The Grenadier is one of those celebrity pubs, a London institution only a rung or two down from Buckingham Palace, on a par with the inflated walrus at the Horniman.
It’s in every vintage pub guide you can think of, from Green & White to Taverns in the Town by Alan Roulstone.
The story (which we haven’t checked in any detail) is that it was built as a mess for officers in the First Regiment of Foot Guards, became a pub proper in 1818, and has been trading ever since.
And yet, we’d never been.
The last time we attempted a survey of the hidden mews pubs of Belgravia, the Grenadier let us down: being tiny, and being famous, somebody had decided it needed to close while the Winter Wonderland event was taking place in nearby Hyde Park.
It nearly defeated us this time, too, concealing itself in one of those folds in Google Maps that send you walking round a place without ever finding it. Readers, we may have bickered, but eventually an alleyway appeared that hadn’t been there moments before, and we slipped through the portal.
Three Americans, one shirtless, were bellowing at each other: “Bro! Dude! There’s a freaking bug on my back! Dude!” One of his friends poured the remains of a pint over his head and called him a pussy. They staggered away into the night. The scene was set.

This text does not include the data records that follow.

PR #356, opened 2024-10-31
Add announcement of magnetometer not supported

ImUrX:
Add second sensorconfig bit as announcement of magnetometer being supported or not, as I forgot to add such a thing for the new handshake method

### DIFF
--- a/src/sensors/bno080sensor.cpp
+++ b/src/sensors/bno080sensor.cpp
@@ -68,6 +68,8 @@ void BNO080Sensor::motionSetup()
         break;
     }
 
+	magStatus = MagnetometerStatus::MAG_NOT_SUPPORTED;
+
     if(!isMagEnabled()) {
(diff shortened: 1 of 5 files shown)


src/sensors/bno080sensor.cpp
```diff
@@ -68,6 +68,8 @@ void BNO080Sensor::motionSetup()
         break;
     }
 
+	magStatus = MagnetometerStatus::MAG_NOT_SUPPORTED;
```
Eirenliel, line 71: Why is it not supported here?

Eirenliel (approved):

src/sensors/bno080sensor.cpp
ImUrX: fixed, it was for debugging

Eirenliel (approved):

PR #357, opened 2024-11-01
BMI220 firmware support

barryblueice:
I bought some cheep BMI270 for personal built SlimeVR Case by myself from a seller from Chinese AliExpress Market, the seller claim that these sensors are BMI270:

e270dce8cdefd160e8726771a7a291f0

But when I solder the sensor on, the SlimeVR tracker detect the sensor reg is 0x26 (BMI270 is 0x24):

image

After searching from google, I found a similar post on the bosch forum: [BMI270 CHIP ID reported as 0x26 instead of 0x24](https://community.bosch-sensortec.com/mems-sensors-forum-jrmujtaw/post/bmi270-chip-id-reported-as-0x26-instead-of-0x24-Puuxy63iBXZNZEl), someone found that 0x26 is actually BMI220:

image

So I decided to try to adapt the BMI220 for the tracker. Unfortunately, I can't find any information about the source code about the BMI220. But I found the firmware successfully finally from [coreboot/chrome-ec](https://github.com/coreboot/chrome-ec/blob/main/third_party/bmi220/accelgyro_bmi220_config_tbin.h), than I try to modified the relatived source code which based on BMI270, now it can work.

VID20241101230625

**However, there may still be bugs, so use them with caution.**

The usage should be the same as BMI270/BMI160.

> Attention
> According from my friends, There is no difference between the BMI270 and BMI220 from the appearance and the sensors marking, and the sensor type can only be determined from the reg code after the sensor is soldered on the PCB.


src/consts.h
```diff
@@ -37,6 +37,7 @@ enum class ImuID {
     BMI160,
     ICM20948,
     ICM42688,
+    BMI220,
```
l0ud, line 40: Please put new sensor at the end, regardless of alphabetical order, server expects particular ID.

src/sensors/softfusion/drivers/bmi220.h
```diff
@@ -0,0 +1,419 @@
...
+            return false;
+        }
+
+        setNormalConfig(gyroSensitivity);
+
+        return true;
+    }
+
+    void motionlessCalibration(MotionlessCalibrationData &gyroSensitivity)
+    {
```
l0ud, line 309: did you check if advanced stuff like CRT really works (non-zero values returned, unique for each sensor?)

l0ud (changes requested):

src/consts.h
barryblueice: Sorry for interrupting, I will change it later

src/sensors/softfusion/drivers/bmi220.h
barryblueice: No, the CRT function not work. It returned all-zero values.
I don't have any source code or datasheet related to BMI220. So I don't know how to modified the CRT function.
According to serial console, it seems like only the CRT won't work.

image

image

Eirenliel (approved):

PR #358, opened 2024-11-03
Improve WiFi logging

ButterscotchV:
Currently our WiFi stuff is logged in different ways each time we log it, this makes it all surround the SSID in singlequotes and the "OPEN" vs "PASSWD" printout now just says the encryption type (plus it never worked on ESP8266 since "OPEN" is actually 7, not 0).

The mews was quiet, but the pub was throbbing, steaming, taut and ready to pop. We struggled through a gap in the door and through a gap to the bar and ordered a round of astonishingly expensive but very decent Timothy Taylor Landlord, served with businesslike efficiency.
We squeezed through the crowd to a relatively less densely packed corner and leaned against two inches of shelf over the heads of a group of American students, two lasses and two lads, all too tall to fit their knees under their tiny table.
Nearby, a party of nine Dutch students (conspicuous flashes of orange) had somehow gathered around a table for two and were forced to part like the tide every time a fresh party came steaming towards the dining area, and then away from the dining area once they’d realised it was a dining area.
Scowls all round: this pub would be perfect if everyone else would just piss awf.
There is a perfect pub here, beneath the overpopulation. Like others nearby, it hasn’t been given a corporate makeover, or tidied to blandness. The corners are still gloomy, the surfaces are dinged and rubbed, and every flat plane, including the ceiling, is covered with tat. (Superior tat, mind – earnest, well-earned militaria, rather than plastic clocks.)
Wax jackets, rugby shirts and piles of shopping bags.
Expensive perfume mingled with wet dog and hot gravy.
Conversations weaving together, encrypting each other as they pour out into a hot fog around the lightbulbs.
We did not see Madonna or Prince William.
3 replies on “News Pub and Old Favourites #4: The Grenadier, Belgravia”
Sounds like hell!
We’re glad to have gone, but won’t be rushing back, it’s fair to say.
“Wax jackets, rugby shirts and piles of shopping bags.
Expensive perfume mingled with wet dog and hot gravy.
Conversations weaving together, encrypting each other as they pour out into a hot fog around the lightbulbs.”
And from ‘The New London Spy’ published in 1966
“One of the most obvious in this (the ‘smart’) category, and not yet ruined for the casual, unpretentious drinker, is The Grenadier, Wilton Row…………………..It does have a great deal of physical charm, in a particularly nice setting” Apparently in 1966, the barmen wore mess jackets
The 1966 description brought up to date so eloquently by B&B – its writing of a quality up there with George Orwell’s mythical pub!